To reproduce the problem: (You don't need a RAID card in your system to do this)
1. Fresh install of Debian testing (Sid). ISO is http://cdimage.debian.org/cdimage/weekly-builds/amd64/iso-cd/
2. Install tw_cli and try to run it.

We ran tw_cli as root with strace under 3.2 and 3.9.6/3.9.8-amd64 and the segfault is happening right after tw_cli calls uname as you can see below.

Good Run:

execve("/usr/local/sbin/tw_cli", ["tw_cli", "/c0", "show", "all"], ["TERM=xterm", "SHELL=/bin/bash", "SSH_CLIENT=71.207.183.174 60609 "..., "SSH_TTY=/dev/pts/0", "USER=root", "MAIL=/var/mail/root", "PATH=/usr/local/sbin:/usr/local/"..., "PWD=/root", "LANG=C", "PS1=\\h:\\w\\$ ", "SHLVL=1", "HOME=/root", "LOGNAME=root", "SSH_CONNECTION=71.207.183.174 60"..., "_=/usr/bin/strace"]) = 0
uname({sysname="Linux", nodename="yorick.ironicdesign.com", release="3.2.0-4-amd64", version="#1 SMP Debian 3.2.46-1", machine="x86_64"}) = 0
brk(0)                                  = 0x2664000
brk(0x2685000)                          = 0x2685000
uname({sysname="Linux", nodename="yorick.ironicdesign.com", release="3.2.0-4-amd64", version="#1 SMP Debian 3.2.46-1", machine="x86_64"}) = 0
open("/proc/devices", O_RDONLY)         = 3
...

Bad run:

execve("/usr/local/sbin/tw_cli", ["tw_cli", "/c0", "show", "all"], ["SHELL=/bin/bash", "TERM=screen", "SSH_CLIENT=98.26.9.112 58271 22", "SSH_TTY=/dev/pts/0", "USER=root", "SSH_AUTH_SOCK=/tmp/ssh-595iwzIik"..., "TERMCAP=SC|screen|VT 100/ANSI X3"..., "PATH=/usr/local/sbin:/usr/local/"..., "MAIL=/var/mail/root", "STY=17473.mdorman", "PWD=/root", "LANG=C", "PS1=\\h:\\w\\$ ", "HOME=/root", "SHLVL=2", "LOGNAME=root", "WINDOW=0", "SSH_CONNECTION=98.26.9.112 58271"..., "_=/usr/bin/strace"]) = 0
uname({sysname="Linux", nodename="yorick.ironicdesign.com", release="3.10-1-amd64", version="#1 SMP Debian 3.10.1-1 (2013-07-16)", machine="x86_64"}) = 0
brk(0)                                  = 0x26ef000
brk(0x2710000)                          = 0x2710000
uname({sysname="Linux", nodename="yorick.ironicdesign.com", release="3.10-1-amd64", version="#1 SMP Debian 3.10.1-1 (2013-07-16)", machine="x86_64"}) = 0
--- SIGSEGV (Segmentation fault) @ 0 (0) ---

In the good run above, the next call after uname is to open /proc/devices which DOES exist and should not be a problem. Something else we think is notable and you can see it in the bad run above, uname in the 3.9/3.10 kernel adds a date to the string.

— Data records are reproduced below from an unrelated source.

PR #4, opened 2023-09-18
Initial repo setup

Siegrift:
Initial repository setup with current implementation of [signed-api](https://github.com/nodaryio/signed-api) and [signed-data-pusher](https://github.com/nodaryio/signed-data-pusher). All of the changes are setup related. Review commit by commit for easier understanding of the actions.

Changes:
- [x] Use pnpm workspaces for pusher and api. I have moved away from initial suggested naming and used `api` and `data-pusher` as workspace names.
- [x] Moved both packages from nodary into this repo
- [x] Improved config files and made them consistent
- [x] Update READMEs

PR #5, opened 2023-09-18
Add husky hooks, CI tests and purge dependencies

Siegrift:
- [x] Setup Husky with pre-push hook - I've only added pre-push hook (because pre-commit is unusable if you do rebase) and I've only included prettier and eslint. Let me know if you prefer also `tsc` and `tests`.
- [x] Add GH actions lint/test
- [x] Make lint and tests pass
- [x] Purge and make consistent use of dependencies. Each workspace defines it's own dependencies, but I moved common dev dependencies to monorepo root. This makes it convenient because the the project doesn't need to install it and all projects will use the same version by default.


packages/api/.eslintignore
```diff
@@ -0,0 +1 @@
+../../.eslintignore
```
andreogle, line 1: Are these files needed?

andreogle (approved):

packages/api/.eslintignore
Siegrift: https://github.com/api3dao/signed-api/pull/4#discussion_r1328618447

PR #7, opened 2023-09-18
Remove serverless and dockerize api

Siegrift:
Removes the Dynamo DB dependency from API and introduces in-memory storage for now. The storage requirements are fairly minimal so we can later plug-in more sophisticated storage if need be. For now, the signed data are kept in a dictionary by Airnode ID and template ID.

The API is now dockerized. There is a simple docker-compose in preparation of adding proper storage (such as Redis or some SQL solution).

With this PR, there should not be any remnants of AWS in API. I've also changed all of the scripts and README. I have **not** tested deploying the Docker on cloud provider, but I tested locally.


.dockerignore
```diff
@@ -0,0 +1,18 @@
+# NOTE: Keep in sync with .gitignore.
+#
+# From: https://shisho.dev/blog/posts/how-to-use-dockerignore/
+#
+# In .gitignore, the file or directory name is ignored in any hierarchy below the .gitignore file, but in .dockerignore,
```
Siegrift, line 5: @andreogle This is actually my first time doing Docker stuff and I am not a bit sad that every tool has a different resolution for their ignore files... While with prettier and ESlint the symlink solution is "usable", you can't make it work for Docker ignore.

packages/api/.env.example
```diff
@@ -1,2 +1,2 @@
-HTTP_API_ID=
-MAX_BATCH_SIZE=
\ No newline at end of file
+MAX_BATCH_SIZE=10
+PORT=8090
```
Siegrift, line 2: The PORT was missing in README and examle.env and I was lazy to create a separate commit/pr for it.

packages/api/README.md
```diff
@@ -4,29 +4,11 @@ A service for storing and accessing signed data. It provides endpoints to handle
...
-```bash
-pnpm run removeDeployment
-```
-
-## Public Endpoint
-
-The API is publicly accessible at the following endpoint:
-
-- https://pool.nodary.io
+TODO: Write example how to deploy on AWS (and maybe other cloud providers as well).
```
Siegrift, line 11: I don't necessarily plan to resolve this in this PR. Wdyt?

packages/api/package.json
```diff
@@ -7,12 +7,10 @@
...
   "main": "index.js",
   "scripts": {
-    "deploy": "serverless deploy",
-    "removeDeployment": "serverless remove",
-    "dynamodb-local-up": "docker compose -f docker-compose.dynamodb-local.yml up -d ",
-    "dynamodb-local-down": "docker compose -f docker-compose.dynamodb-local.yml down ",
-    "init-tables": "LOCAL_DEV=true npx ts-node scripts/init-tables.ts",
-    "start-local": "LOCAL_DEV=true npx ts-node src/local-server.ts",
+    "dev": "pnpm ts-node src/local-server.ts",
+    "docker:start": "docker compose --file docker/docker-compose.yml up",
```
Siegrift, line 11: Since we don't have any volumes, these seemed enough. Did I miss some useful command?

andreogle: I think this is good 👍🏻

packages/api/src/in-memory-cache.ts
andreogle, line 1: Nice work 👍🏻

packages/api/README.md
andreogle: Do you mean add instructions for deployment in this PR? No, I don't think that should be done as part of this PR

packages/api/src/local-server.ts
```diff
@@ -1,39 +1,44 @@
...
-dotenv.config();
 import express from 'express';
-import { APIGatewayProxyEvent } from 'aws-lambda';
 import { getData, listAirnodeAddresses, batchUpsertData, upsertData } from './handlers';
 
+dotenv.config();
 const { PORT } = process.env;
 
-const port = PORT || 8090;
+const port = PORT;
```
andreogle, line 8: I think port should have a default value if it's not set as an env variable

```suggestion
const port = process.env.PORT || 8090;
```

andreogle (approved):

packages/api/README.md
Siegrift: Yeah, that's what I meant.

packages/api/docker/Dockerfile
```diff
@@ -0,0 +1,22 @@
+# Step 1: Build the TypeScript application
+FROM node:18-alpine AS builder
+
+WORKDIR /usr/src/app
+COPY pnpm-lock.yaml package.json .
```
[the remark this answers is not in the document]
Siegrift: No 👍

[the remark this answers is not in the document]
Siegrift: Actually I understand why I specified it that way. I got inspired by a similar Dockerfile and it had this copying in two steps. The reason is that docker caches the steps. So if you first copy lock file and package.json and then run `pnpm install` this will only run if the files change. When you copy everything, the install step will re-run even if you change some .ts file... I'd say we don't care because the dockerized version will be only used for deployment and not development.

packages/api/src/local-server.ts
Siegrift: I put the default value inside the `.env.example` and the README tells you to copy it. Or am I missing something?

andreogle: I guess I just typically leave it out and just use whatever the default is set to. Fine with leaving it as required too

PR #24, opened 2023-09-20
Refactor pusher

Siegrift:
Closes https://github.com/api3dao/signed-api/issues/15

Review commit by commit. I separated the actions I was doing into separate commits.

## Images

The first command builds the docker, looking for config files inside `data-pusher/config` directory. The second command starts the image and correctly errors out on incorrect configuration error.

image

PR #26, opened 2023-09-20
Small API improvements

Siegrift:
Some improvements I noticed during work on https://github.com/api3dao/signed-api/pull/24

- Enables source map support
- Creates a proper `index.ts` entrypoint that starts the server.


packages/api/src/server.ts
```diff
@@ -0,0 +1,50 @@
...
+
+  app.put('/', async (req, res) => {
+    const result = await upsertData({
+      body: JSON.stringify(req.body),
+      queryParams: {},
+    });
+    res.status(result.statusCode).header(result.headers).send(result.body);
+  });
+
+  app.post('/', async (req, res) => {
```
andreogle, line 22: Using `post`  for batching upserts (while `put` is used for single upserts on the same path) doesn't seems so intuitive to me. I think these should be different paths using the same HTTP method

andreogle (approved):

PR #27, opened 2023-09-20
Update deps

Siegrift:
Updates all of the dependencies in 1 go instead of merging them 1 by 1 using renovate.

Also, we do not want to migrate to new `ethers` major, because that is basically a new library, so I've modified renovate config to ignore it.


andreogle:
Would you mind merging `main` into this branch? I can review once that's done

andreogle (approved):

Issue #21, opened 2023-09-20
Allow API to serve delayed data


Siegrift:
See: https://api3workspace.slack.com/archives/C05S589E7B4/p1695136091683809

What this means is that the API should be (statically = at startup time) configurable to serve multiple versions of data. API will need to keep older signed data. However, it should automatically prune data that is not needed.

This entails:
- [x] Modify API configuration to allow serving multiple data types (delayed, non-delayed).
- [x] Remove upserting HTTP endpoint
- [x] Keep all beacon signed data to allow serving the data point
- [x] Document the configuration and how to serve multiple data types.

bbenligiray:
To be specific, if a 15 seconds delay is enforced and the signed API has 14 and 16 seconds-old data, it returns the 16 seconds-old data.

PR #30, opened 2023-09-20
Run signed API together with pusher

Siegrift:
As a preparation for https://github.com/api3dao/signed-api/issues/21 I wanted to run the services together, but it took me some configuration effort so I decided to make a PR out of my work to save others a bit more time.

This PR:
- Changes the pusher example configuration to make it easy to run the services together.
- Documents how to run them together and basic dev instructions.
- Adds very basic logging and leaves some TODOs for later

### DIFF
--- a/packages/api/src/server.ts
+++ b/packages/api/src/server.ts
@@ -12,6 +12,9 @@ export const startServer = () => {
   app.use(express.json());
 
   app.put('/', async (req, res) => {
+    // eslint-disable-next-line no-console
+    console.log('Received request "PUT /"', req.body, req.params, req.query);
+
     const result = await upsertData({
       body: JSON.stringify(req.body),
       queryParams: {},
@@ -20,6 +23,9 @@ export const startServer = () => {
   });
 
   app.post('/', async (req, res) => {
+    // eslint-disable-next-line no-console
+    console.log('Received request "POST /"', req.body, req.params, req.query);
+
     const result = await batchUpsertData({
       body: JSON.stringify(req.body),
       queryParams: {},
@@ -28,6 +34,9 @@ export const startServer = () => {
   });
 
   app.get('/:airnode', async (req, res) => {
+    // eslint-disable-next-line no-console
+    console.log('Received request "GET /:airnode"', req.body, req.params, req.query);
+
     const result = await getData({
       body: '',
       queryParams: { airnode: req.params.airnode },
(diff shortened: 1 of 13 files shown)


packages/api/src/server.ts
```diff
@@ -12,6 +12,9 @@ export const startServer = () => {
   app.use(express.json());
 
   app.put('/', async (req, res) => {
+    // eslint-disable-next-line no-console
+    console.log('Received request "PUT /"', req.body, req.params, req.query);
```
andreogle, line 16: I think we should rather use an established logger like [morgan](https://github.com/expressjs/morgan) (doesn't seem to be maintained much, but neither is express really) or [winston](https://github.com/winstonjs/winston). It's been a long time since I've configured express so maybe there are newer options out there

packages/data-pusher/src/make-request.ts
```diff
@@ -267,17 +267,23 @@ export const postSignedApiData = async (group: SignedApiNameUpdateDelayGroup) =>
...
-    logger.warn(`Failed to post payload to update signed API. Err: ${goRes.error}`, logOptions);
+    logger.warn(
+      // See: https://axios-http.com/docs/handling_errors
+      `Failed to post payload to update signed API. Err: ${goRes.error}, axios response: ${goRes.error.response}`,
+      logOptions
+    );
     return;
   }
-  logger.info(`Signed datas (${goRes.data.data.count.toString()}) were pushed to pool.`, logOptions);
+  logger.info(`Signed datas (${goRes.data.count.toString()}) were pushed to pool.`, logOptions);
```
andreogle, line 288:
```suggestion
  logger.info(`Pushed ${goRes.data.count.toString()} signed data updates to the pool.`, logOptions);
```

packages/api/src/server.ts
andreogle: Ok sounds good. It's wild to me how much configuration winston needs 😄

andreogle (approved):

packages/api/src/server.ts
Siegrift: You don't need a lot of it to setup a basic logger, but I spent some time tweaking the options to make it work nicely (and also our logging style).

Siegrift: Created https://github.com/api3dao/signed-api/issues/32

Issue #6, opened 2023-09-18
Consider more strict TS settings


Siegrift:
https://github.com/api3dao/signed-api/pull/4/files#r1328594362 and https://github.com/api3dao/signed-api/pull/4/files#r1328595642

PR #31, opened 2023-09-21
Enable stricter TS checks, fix validation issues

Siegrift:
Closes https://github.com/api3dao/signed-api/issues/6

Also resolves the TODOs created in https://github.com/api3dao/signed-api/pull/30

### DIFF
--- a/packages/api/src/in-memory-cache.ts
+++ b/packages/api/src/in-memory-cache.ts
@@ -5,7 +5,7 @@ const signedDataCache: Record<string /* Airnode ID */, Record<string /* Template
 // The API is deliberately asynchronous to mimic a database call.
 export const getBy = async (airnodeId: string, templateId: string) => {
   if (!signedDataCache[airnodeId]) return null;
-  return signedDataCache[airnodeId][templateId] ?? null;
+  return signedDataCache[airnodeId]![templateId] ?? null;
 };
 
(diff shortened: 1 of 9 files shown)


packages/api/src/in-memory-cache.ts
```diff
@@ -5,7 +5,7 @@ const signedDataCache: Record<string /* Airnode ID */, Record<string /* Template
 // The API is deliberately asynchronous to mimic a database call.
 export const getBy = async (airnodeId: string, templateId: string) => {
   if (!signedDataCache[airnodeId]) return null;
-  return signedDataCache[airnodeId][templateId] ?? null;
+  return signedDataCache[airnodeId]![templateId] ?? null;
```
andreogle, line 8: I would have assumed this wouldn't be necessary since `!signedDataCache[airnodeId]` was just checked in the line above 🤔

andreogle (approved):

packages/api/src/in-memory-cache.ts
Siegrift: You can have getters which may not return the same thing so TS will be extra cautios. THis would work:
```
  const x = signedDataCache[airnodeId];
  if (!x) return null;
  return x[templateId] ?? null;
```

but I don't wanna do that.

Issue #15, opened 2023-09-19
Refactor pusher


Siegrift:
See: https://api3workspace.slack.com/archives/C05S589E7B4/p1695117126655149?thread_ts=1695115119.548779&cid=C05S589E7B4

- [x] Remove serverless
- [x] Remove referencing Airseeker
- [x] Import from Airnode whenever we can
- [x] Dockerize
- [x] Document (at least dockerization, the features documentation will be added later)

PR #33, opened 2023-09-21
Refactor logic for making requests

Siegrift:
As part of https://github.com/api3dao/signed-api/issues/15 I wanted to import whatever we can from Airnode or at least move it to a dedicated directory. I noticed now, that I missed some Airnode logic in the `make-requests.ts` file. Unfortunately, processing logic is not exported from Airnode so we have to leave it copy pasted for now.

This PR:
- Uses `processSuccessfulApiCall` from Airnode.
- Moves processing logic to unexported Airnode features folder - note that the original Airnode implementation slightly changed in the meantime.
- The pusher related logic for making requests has been split into two files
  - `data-provider.ts` - for making template requests against data provider API.
  - `signed-api.ts` - for signing the template requests and making requests to the signed API.


andreogle (approved):
👍🏻

PR #34, opened 2023-09-24
Allow API to serve delayed data

Siegrift:
Closes https://github.com/api3dao/signed-api/issues/21

## Rationale

The main change is how the signed data is stored. We no longer store the latest data for each beacon, but we keep an array of data instead. This makes it easy to compute the freshest data for each endpoint while keeps the memory quite generic. With this change it is no longer possible to update signed data - pusher can only append signed data to this service which **always accepts** valid data (and may decide to "forget" about it is not needed). 

To support multiple endpoints, it is clear we need some configuration. I opted for `signed-api.json` with basic schema that allows to configure an endpoint with a delay (currently without auth). The signed API ignores all data that is too fresh and was submitted after `"Date.now() - delayInMs"`. I then realized, we no longer need the ENV file and can instead merge this with the config (so that we have a single file to maintain).

I added some basic tests and minor refactors to simplify the code.

Note, that I have not added support for pruning old data and instead created a separate issue https://github.com/api3dao/signed-api/issues/35 since the PR is quite big already.


packages/api/config/signed-api.example.json
andreogle, line 1: 👍🏻

andreogle (approved):

PR #38, opened 2023-09-25
Add hot reload

Siegrift:
Closes https://github.com/api3dao/signed-api/issues/29

### DIFF
--- a/packages/api/package.json
+++ b/packages/api/package.json
@@ -9,7 +9,7 @@
   "scripts": {
     "build": "tsc --project .",
     "clean": "rm -rf coverage dist",
-    "dev": "nodemon --ext ts,js,json,env  --exec \"pnpm run start\"",
+    "dev": "nodemon --ext ts,js,json,env  --exec \"pnpm ts-node src/index.ts\"",
     "docker:build": "docker compose --file docker/docker-compose.yml build",
     "docker:start:detach": "docker compose --file docker/docker-compose.yml up --detach",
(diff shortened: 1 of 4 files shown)


packages/api/package.json
```diff
@@ -18,13 +18,16 @@
     "eslint:fix": "eslint . --ext .js,.ts --fix",
     "prettier:check": "prettier --check \"./**/*.{js,ts,md,json}\"",
     "prettier:fix": "prettier --write \"./**/*.{js,ts,md,json}\"",
+    "start": "pnpm ts-node src/index.ts",
```
andreogle, line 21: Is it not a bit more intuitive/common to have just `dev` and `start` scripts? The `dev` command could have everything inline: `"dev": nodemon --ext ts,js,json,env --exec \"ts-node src/index.ts\"

It's not obvious to me when someone would want to use `pnpm start` over `pnpm dev`

packages/api/package.json
```diff
@@ -18,13 +18,16 @@
...
+    "start:prod": "pnpm node dist/src/index.js",
```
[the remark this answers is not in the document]
Siegrift: No, we don't.

packages/api/package.json
Siegrift: Nodemon will restart the server everytime a file changes in the current folder, so I though maybe there could be and use case (e.g. I do not want to reload while working on tests). That said, I don't mind removing the `start` script completely.

Issue #25, opened 2023-09-20
Plan and implement unit tests


Siegrift:
The API package has reasonable unit test coverage and does not need additional tests.

The pusher package would benefit from testing the logic for making requests, that is tests for these files:
- [x] https://github.com/api3dao/signed-api/tree/83b6b1624399289d4ae71864b6e2071372272fec/packages/data-pusher/src/api-requests

PR #44, opened 2023-09-26
Add unit tests for api-requests modules

Siegrift:
Closes https://github.com/api3dao/signed-api/issues/25

- During the test implementation I noticed that some logs that were a bit misleading so I improved them.
- There were some unnecessary types and wrong typings which I also corrected.
- Since I made the above changes, pay a bit more attention to production files (not ending with .test.ts and not inside test folder)
- There are some other changes, explained inside the PR.


packages/data-pusher/src/api-requests/data-provider.test.ts
```diff
@@ -0,0 +1,38 @@
...
+  nodaryTemplateRequestErrorResponse,
+  nodaryTemplateRequestResponseData,
+  nodaryTemplateResponses,
+} from '../../test/fixtures';
+
+describe(makeTemplateRequests.name, () => {
+  it('makes a single template request for multiple beacons', async () => {
+    const state = stateModule.getInitialState(config);
+    jest.spyOn(stateModule, 'getState').mockReturnValue(state);
+    const logger = createMockedLogger();
```
Siegrift, line 17: Tip: If you want to know what is actually logged, you can do:
```ts
(logger as any).debug.mockImplementation(console.log)
```

which will forward the logs to console log. I used that a bit.

packages/data-pusher/src/api-requests/data-provider.ts
```diff
@@ -1,31 +1,30 @@
...
 import { SignedApiUpdate, TemplateId } from '../validation/schema';
 import { getLogger } from '../logger';
 
-type TemplateResponse = [TemplateId, node.HttpGatewayApiCallSuccessResponse];
-type TemplateResponses = TemplateResponse[];
+export type TemplateResponse = [TemplateId, node.HttpGatewayApiCallSuccessResponse];
 
 export const callApi = async (payload: node.ApiCallPayload) => {
-  getLogger().debug('Preprocessing API call payload', { aggregateApiCall: payload.aggregatedApiCall });
+  getLogger().debug('Preprocessing API call payload', pick(payload.aggregatedApiCall, ['endpointName', 'oisTitle']));
```
Siegrift, line 12: The example file is uses pre/post processing to only make a single API call and if you log the full `aggregateApiCall` you also log `parameters` (of a single beacon) which is confusing, so I only log endpointName and oisTitle.

packages/data-pusher/src/api-requests/data-provider.ts
```diff
@@ -1,31 +1,30 @@
...
   const processedPayload = await preProcessApiSpecifications(payload);
-  getLogger().debug('Performing API call', { aggregateApiCall: payload.aggregatedApiCall });
+  getLogger().debug('Performing API call', { processedPayload: processedPayload });
```
Siegrift, line 14: This was a bug before - we should have logged the processed payloed.

packages/data-pusher/src/api-requests/signed-api.ts
```diff
@@ -46,19 +51,31 @@ export const postSignedApiData = async (group: SignedApiNameUpdateDelayGroup) =>
...
-      { ...logContext, axiosResponse: goRes.error.response }
+      { ...logContext, axiosResponse: goAxiosRequest.error.response }
     );
-    return;
+    return { success: false };
   }
-  getLogger().info(`Pushed signed data updates to the pool.`, { ...logContext, count: goRes.data.count });
+
+  getLogger().debug('Parsing response from the data registry.', { ...logContext, axiosResponse: goAxiosRequest.data });
+  const parsedResponse = dataRegistryResponseSchema.safeParse(goAxiosRequest.data);
```
Siegrift, line 64: This was not handled correctly previously.

packages/data-pusher/src/index.ts
```diff
@@ -9,15 +9,13 @@ import { loadConfig } from './validation/config';
 import { initiateFetchingBeaconData } from './fetch-beacon-data';
 import { initiateUpdatingSignedApi } from './update-signed-api';
 import { initializeState } from './state';
-import { initializeWallet } from './wallets';
```
Siegrift, line 12: This broke the tests, since the `getInitialState` function essentially returned invalid state (wallet was missing).

packages/data-pusher/test/fixtures.ts
Siegrift, line 1: I moved all of the fixtures to this file. It makes the tests a bit cleaner and we might use these in case we want to make an e2e test later on.

Siegrift:
@andreogle I anticipated we will do https://github.com/api3dao/signed-api/issues/45 and renamed some of the variables to data registry for clarity. I need to revert this back to the original naming (that's why I added the WIP).

andreogle (approved):

PR #51, opened 2023-09-27
Dynamically load api config and refactor the logger

andreogle:
This branch originally started out for getting the Cloudformation file setup, but I ended up using it for refactoring the config files based on the discussions. This work can continue separately.

### Changes

1. Removes `logger` from both config files in favour of env variables
2. The `api` package will now dynamically fetch and cache the logger based on `CONFIG_SOURCE`. The data-pusher will follow the same pattern later.
3. Makes the logger usage consistent in across both packages

Let me know what you think


packages/common/src/logger/index.ts
```diff
@@ -2,44 +2,43 @@ import winston from 'winston';
...
 export const logLevelSchema = z.union([z.literal('debug'), z.literal('info'), z.literal('warn'), z.literal('error')]);
 
 export type LogLevel = z.infer<typeof logLevelSchema>;
 
 export const logConfigSchema = z.object({
-  type: logTypeSchema,
-  styling: logStylingSchema,
+  colorize: z.boolean(),
+  enabled: z.boolean(),
+  format: logFormatSchema,
```
andreogle, line 16: I changed these names to make them a bit more intuitive (imo) and follow the underlying `winston` naming.

packages/data-pusher/src/api-requests/signed-api.test.ts
```diff
@@ -62,7 +58,7 @@ describe(postSignedApiData.name, () => {
     );
     jest.spyOn(stateModule, 'getState').mockReturnValue(state);
     const logger = createMockedLogger();
-    jest.spyOn(loggerModule, 'getLogger').mockReturnValue(logger);
+    jest.spyOn(loggerModule, 'logger').mockReturnValue(logger);
```
andreogle, line 61: I'm struggling to figure out how to mock the exported constant (not a function anymore). Any suggestions? Mocking always seems to a massive pain with Jest 😢

packages/common/src/logger/index.ts
Siegrift: I don't mind, but change the documentation as well.

packages/data-pusher/src/api-requests/signed-api.test.ts
Siegrift: Yeah. You can't really mock exported objects without mocking the full module, which I dislike.

Siegrift (commented):
I actually quite liked that the logger configuration was specified in the config file, because everything was configured in a single place.

I see the issue of loading file before initializing logger, but it is not a big deal considering we want to exit the app when config loading fails.

packages/data-pusher/src/api-requests/signed-api.test.ts
Siegrift: What you can do is mock the `logger.debug` since that is a function.

Siegrift:
@andreogle I've made two notable changes.

1. Fix TS configuration by removing `composite` which resulted in outdated TS cache. The composite build is setup on Airnode, which is much larger and we don't need such setup here.
2. Improve validation around the ENVs. We want to fail asap when the user supplies invalid configuration. This is done by flowing the ENVs through zod schema. This way, we also get the ENVs in a more typesafe way (and can apply defaults). Using the `loadEnv` should be used everytime you need some ENV from process.

PR #68, opened 2023-10-05
WIP: Migrate to common ESlint configuration

Siegrift:
Related to https://github.com/api3dao/commons/pull/3

## What to review

I am opening the PR as a draft, that will fail tests. I have used verdaccio to publish the [commons](https://github.com/api3dao/commons) locally and use the ESlint configuration.

The point is to see what the code after migration looks like. Note, that many changes were done automatically via `eslint --fix` so do not take it as an estimate of how difficult the migration is. Notice, that the repo uses ALL rules from the common configuration.


packages/api/src/handlers.test.ts
```diff
@@ -1,29 +1,33 @@
...
 import * as cacheModule from './cache';
 import * as configModule from './config';
 import { batchInsertData, getData, listAirnodeAddresses } from './handlers';
-import { createSignedData, generateRandomWallet } from '../test/utils';
-
-afterEach(() => {
-  cacheModule.setCache({});
-});
 
+// eslint-disable-next-line jest/no-hooks
```
andreogle, line 12: Not sure how I feel about this rule. `beforeEach` and the similar hooks can be pretty useful.

Although, the "correct" version does also seem pretty decent: https://github.com/jest-community/eslint-plugin-jest/blob/main/docs/rules/no-hooks.md

packages/api/src/handlers.ts
```diff
@@ -1,76 +1,85 @@
...
+  }
 
   // Ensure there is at least one signed data to push
   const batchSignedData = goValidateSchema.data;
   if (isEmpty(batchSignedData)) return generateErrorResponse(400, 'No signed data to push');
 
   // Check whether the size of batch exceeds a maximum batch size
   const { maxBatchSize, endpoints } = getConfig();
-  if (size(batchSignedData) > maxBatchSize)
+  if (size(batchSignedData) > maxBatchSize) {
```
andreogle, line 33: 👍🏻 Multiline blocks without curly braces bugged me 😬

packages/api/src/schema.test.ts
```diff
@@ -96,7 +98,7 @@ describe('env config schema', () => {
     expect(() => envConfigSchema.parse(env)).not.toThrow();
   });
 
-  it('AWS_REGION is set when CONFIG_SOURCE is aws-s3', () => {
+  it('aWS_REGION is set when CONFIG_SOURCE is aws-s3', () => {
```
andreogle, line 101: I think this isn't correct 😅

andreogle (commented):
I really like a lot of these changes. Nice work

packages/api/src/schema.test.ts
Siegrift: Yeah, I noticed it too late (and fixed in the logger PR).

There is and ESLint rule for jest that mandages lowercase starting character for `it`. I am not too keen on keeping it.

PR #99, opened 2019-07-11
Remove reference to Jessie CI ? :|

alexAubin:
I mean ... zbleh ... buster got released ...


maniackcrudelis:
Yep but we don't have buster support for now ;)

We think these two strace runs may indicate tw_cli is crashing because it is getting an unexpected response from the uname call. LSI support says:

"3dm2 and tw_cli work fine even with Ubuntu latest kernels 3.10.x and Ubuntu usually pulls unstable kernels from Debian and use it for their releases."

FWIW, I am not sure what LSI support is talking about. We just tested with a fresh, up-to-date install of Ubuntu 1304 (Raring Ringtail) and uname -a shows "Linux mac-workstation 3.8.0-26-generic #38-Ubuntu SMP Mon Jun 17 21:43:33 UTC 2013 x86_64 x86_64 x86_64 GNU/Linux". So Ubuntu 1304 is using the 3.8 kernel, not 3.10. And tw_cli & tdm2 both work fine.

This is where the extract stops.